Ticket #5897 (closed bug: fixed)
GHC runtime task workers are not released with C FFI
|Reported by:||sanketr||Owned by:|
|Operating System:||Unknown/Multiple||Architecture:||x86_64 (amd64)|
|Type of failure:||None/Unknown||Difficulty:||Unknown|
|Test Case:||Blocked By:|
I have a test code which calls C FFI to collect data every n microseconds. The timer event in Haskell code spawns one thread for each C FFI thread. Those C FFI threads call back, and coordinates with calling GHC thread through mvar. What I am consistently seeing is the increase in number of runtime task workers with each iteration of timer event. The attached test code reproduces the issue (please see attached README on how to run it).
I tested these on both Mac and Redhat Linux x86_64 with GHC 7.4.1, and was able to reliably reproduce the issue.
The end result is that if number of C FFI threads is beyond a certain threshold (6 on my quad-core iMac), the number of runtime tasks seem to increase without bounds.

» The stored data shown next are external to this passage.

PR #294, opened 2022-07-08
when storing the previous selection, clone the anchor nodes

elpoelma:
On each dom selection change, the ModelSelectionTracker stores the current selection in order to be able to compare it with the next selection on the next selection change. This ensures the selection is cloned in the tracker so comparisons in the next selection change are valid.

### DIFF
--- a/CHANGELOG.md
+++ b/CHANGELOG.md
@@ -17,6 +17,22 @@
 
 
 
+## 0.60.1 (2022-07-07)
+
+#### :rocket: Enhancement
+* [#291](https://github.com/lblod/ember-rdfa-editor/pull/291) Pass options object to plugins ([@abeforgit](https://github.com/abeforgit))
+* [#287](https://github.com/lblod/ember-rdfa-editor/pull/287) Article plugin styling ([@Dietr](https://github.com/Dietr))
+
+#### :bug: Bug Fix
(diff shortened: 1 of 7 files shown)


benjay10:
Again, can't speak about the correctnes of the changes, but they do seem to have a positive effect on the citaten-plugin! It now triggers better while typing.

abeforgit (changes requested):
this is effectively the same as removing the isSameAsPrevious check, since it will now always return false. If that's what's needed, its better to simply remove the check and avoid the costly cloning.

I can see now why the comparison causes problems: a dom selection only consists of anchor and focusnodes, and offsets within them. The selection can be identical even though the nodes themselves have moved, whereas in the model we care about paths from root. 
So yeah, please remove the whole check altogether, it's incorrect.

abeforgit:
Note this check was put in place to prevent every write to also cause 2 selection changes
debugging a bit, this was actually not caused by what I thought (dom-write causing immediate selectionchange) but simply due to the way the selectionwriter updated the selection (in two steps!)
I have a fix ready

nvdk:
@elpoelma will you optimize the read after write in this PR or can this be merged?

elpoelma:
> @elpoelma will you optimize the read after write in this PR or can this be merged?

This can be merged, I will optimize it at a later time.

PR #295, opened 2022-07-08
Insert empty space when inserting an li above another one

elpoelma:


nvdk (approved):
issue is resolved and I couldn't immediately break it :+1:

PR #296, opened 2022-07-11
Remove erroneous check to avoid duplicate selectionchange events

abeforgit:
The check was never correct, with potential false positives.
Dom selection is only based on anchornode and focusnode, and their offsets.
This means the nodes themselves can move without this being visible to us.

The reason for this check was the fact that we triggered two selectionchanges every domwrite.

I used to think this was because changing the dom content would also trigger a selectionchange,
but that's actually not true. I was simply updating the selection in two steps instead of one.

Now, this does mean we still always do 1 potentially useless selection read every selection write.
After all, we just set the selection ourselves, so why should we read it again?
It's an optimization we could make, but it's not a bad safety net should the browser disagree
with our selection update, and it's not expensive to calculate.

Note that the old check also did not prevent this.

### DIFF
--- a/addon/model/writers/selection-writer.ts
+++ b/addon/model/writers/selection-writer.ts
@@ -26,11 +26,20 @@ export default class SelectionWriter implements Writer<ModelSelection, void> {
 
   write(modelSelection: ModelSelection, moveSelectionIntoView = false): void {
     const domSelection = getWindowSelection();
-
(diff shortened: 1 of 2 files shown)


elpoelma (approved):
Selection changes are now correctly and less triggered, it could indeed be useful to prevent reads just after writes in order to reduce the SelectionChange events.

PR #297, opened 2022-07-12
Allow plugins to send arguments to their components

abeforgit:
Introduce an extra option in the widgetSpec interface.
When registering a component, plugins can pass whatever information they like to
the components like so:

``` typescript
controller.registerWidget({
  componentName: "my-component",
  desiredLocation: "toolbar",
  widgetArgs: {
    hello: "world",
    // if you want the whole plugin instance to be available
    plugin: this,
  }
})
```

the component will recieve the widgetArgs object as one of its arguments.

### DIFF
--- a/addon/components/rdfa/rdfa-editor.hbs
+++ b/addon/components/rdfa/rdfa-editor.hbs
@@ -25,6 +25,7 @@
           widget.componentName
           controller=widget.controller
           plugin=widget.plugin
+          widgetArgs=widget.widgetArgs
         }}
       {{/each}}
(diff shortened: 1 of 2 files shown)


abeforgit:
@lagartoverde this is what you need for the article-structure plugin
turns out we _were_ passing the plugin, but expected plugins to pass themselves along in the register method. 
That's a bit arbitrary, so I expanded it to pass through an object with whatever you want

lagartoverde (approved):
Thanks 👍

PR #298, opened 2022-07-13
Use GentreeWalker in make-list-command

elpoelma:
This fix ensures that nodes which do not only contain text (but can also contain citations, links etc.) can be correctly converted to a list item.


abeforgit (approved):
looks good and works well

PR #301, opened 2022-07-18
Internal/tree diffing

elpoelma:
Adds a Tree differ which determines nodes are modified and which type of modification it is. This is then used in order to partially rewrite the DOM.


addon/model/util/tree-differ.ts
```diff
@@ -0,0 +1,52 @@
+import ModelElement from '../model-element';
+import ModelNode, { DirtyType } from '../model-node';
+import ModelNodeUtils from './model-node-utils';
+
+export type Difference = {
+  node: ModelNode;
+  changes?: Set<DirtyType>;
+};
+
+export default class TreeDiffer {
```
abeforgit, line 10: looks like this can be a pure function

abeforgit (changes requested):
Looks clean and seems to work well, I like that you implemented it on the nodes!
just maybe keep the differ as a pure function

PR #302, opened 2022-07-18
Improve selection handler

elpoelma:
This PR combines tree diffing and improved selection handling in order to improve typing and navigation performance.

- Tree diffing ensures that only the modified nodes are written to the DOM
- A check is added in the changedSelection-handler in order to determine whether a transaction modifying the selection is necessary.


abeforgit (approved):
Huge improvement!

PR #303, opened 2022-07-18
Reduce selectionChanged events

elpoelma:
- When reading the selection from the dom. only update the selection and emit an selectionChanged event when the selection has actually changed.

- Emit a selectionChanged event in the model in the selectRange method.


abeforgit (approved):
looks good!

For example, here is a sample RTS output from attached test code, with 7 C FFI threads, and 2 GHC threads, after two iterations of the call to C FFI - instead of 4 task workers, there are 10 - tested with "-N3 +RTS -s" on GHC 7.4.1 and Mac 10.7.2 (quad-core iMac):
Parallel GC work balance: nan (0 / 0, ideal 1) MUT time (elapsed) GC time (elapsed) Task 0 (worker) : 0.00s ( 0.42s) 0.00s ( 0.00s) Task 1 (worker) : 0.00s ( 0.00s) 0.00s ( 0.00s) Task 2 (worker) : 0.00s ( 0.93s) 0.00s ( 0.00s) Task 3 (worker) : 0.00s ( 0.93s) 0.00s ( 0.00s) Task 4 (worker) : 0.00s ( 0.93s) 0.00s ( 0.00s) Task 5 (worker) : 0.00s ( 0.93s) 0.00s ( 0.00s) Task 6 (worker) : 0.00s ( 0.93s) 0.00s ( 0.00s) Task 7 (worker) : 0.06s ( 1.00s) 0.00s ( 0.00s) Task 8 (worker) : 0.00s ( 0.00s) 0.00s ( 0.00s) Task 9 (worker) : 0.06s ( 1.43s) 0.00s ( 0.00s) Task 10 (bound) : 0.00s ( 0.00s) 0.00s ( 0.00s)
The culprit seems to be mvar callback by C FFI. If I remove mvar callback, the number of task workers stay constant at 4.
If this is a bug in GHC runtime and not my code, it seems to be a big bug because mvar callback is important for coordination with C FFI threads. This bug might have been in previous versions of GHC as well, but probably not discovered because it seems to require a certain C FFI thread count threshold to kick in.